# [REQUIREMENT]
Go through the entries below and copy every line that holds the word "with".

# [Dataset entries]
◇ ◇ ◇

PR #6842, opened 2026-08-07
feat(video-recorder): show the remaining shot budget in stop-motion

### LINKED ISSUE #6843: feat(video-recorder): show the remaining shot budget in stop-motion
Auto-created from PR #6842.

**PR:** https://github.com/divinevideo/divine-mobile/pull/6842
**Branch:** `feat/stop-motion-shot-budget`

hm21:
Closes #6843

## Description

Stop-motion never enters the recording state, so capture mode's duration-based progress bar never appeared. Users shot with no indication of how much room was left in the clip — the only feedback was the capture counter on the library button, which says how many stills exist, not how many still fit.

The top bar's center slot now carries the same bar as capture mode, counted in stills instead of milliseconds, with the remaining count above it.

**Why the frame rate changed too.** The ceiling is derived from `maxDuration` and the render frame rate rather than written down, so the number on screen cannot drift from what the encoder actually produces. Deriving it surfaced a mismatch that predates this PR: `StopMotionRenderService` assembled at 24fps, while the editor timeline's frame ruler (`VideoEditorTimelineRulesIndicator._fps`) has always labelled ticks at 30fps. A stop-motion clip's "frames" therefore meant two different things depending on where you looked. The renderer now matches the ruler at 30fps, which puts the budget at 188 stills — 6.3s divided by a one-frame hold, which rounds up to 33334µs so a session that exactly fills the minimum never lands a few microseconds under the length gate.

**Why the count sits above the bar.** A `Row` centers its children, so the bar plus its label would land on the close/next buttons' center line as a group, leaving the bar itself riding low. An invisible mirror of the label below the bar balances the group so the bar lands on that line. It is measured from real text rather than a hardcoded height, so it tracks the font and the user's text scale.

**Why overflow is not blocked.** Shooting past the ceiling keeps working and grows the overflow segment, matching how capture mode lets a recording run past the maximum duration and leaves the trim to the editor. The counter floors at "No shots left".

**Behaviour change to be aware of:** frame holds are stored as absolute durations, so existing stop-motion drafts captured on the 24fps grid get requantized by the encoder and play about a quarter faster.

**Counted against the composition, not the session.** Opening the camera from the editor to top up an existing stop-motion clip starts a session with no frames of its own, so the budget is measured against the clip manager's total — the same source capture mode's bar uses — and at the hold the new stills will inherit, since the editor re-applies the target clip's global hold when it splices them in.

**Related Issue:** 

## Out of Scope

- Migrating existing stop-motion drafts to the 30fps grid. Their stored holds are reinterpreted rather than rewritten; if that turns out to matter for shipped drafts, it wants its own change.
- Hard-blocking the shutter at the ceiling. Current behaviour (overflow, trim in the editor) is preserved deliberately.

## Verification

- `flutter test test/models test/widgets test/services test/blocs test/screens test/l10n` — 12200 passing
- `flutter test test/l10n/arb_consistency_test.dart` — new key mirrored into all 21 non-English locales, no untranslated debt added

◇ ◇ ◇

# [EXERCISE RESPONSE]
Stop-motion never enters the recording state, so capture mode's duration-based progress bar never appeared. Users shot with no indication of how much room was left in the clip — the only feedback was the capture counter on the library button, which says how many stills exist, not how many still fit.
The top bar's center slot now carries the same bar as capture mode, counted in stills instead of milliseconds, with the remaining count above it.
**Counted against the composition, not the session.** Opening the camera from the editor to top up an existing stop-motion clip starts a session with no frames of its own, so the budget is measured against the clip manager's total — the same source capture mode's bar uses — and at the hold the new stills will inherit, since the editor re-applies the target clip's global hold when it splices them in.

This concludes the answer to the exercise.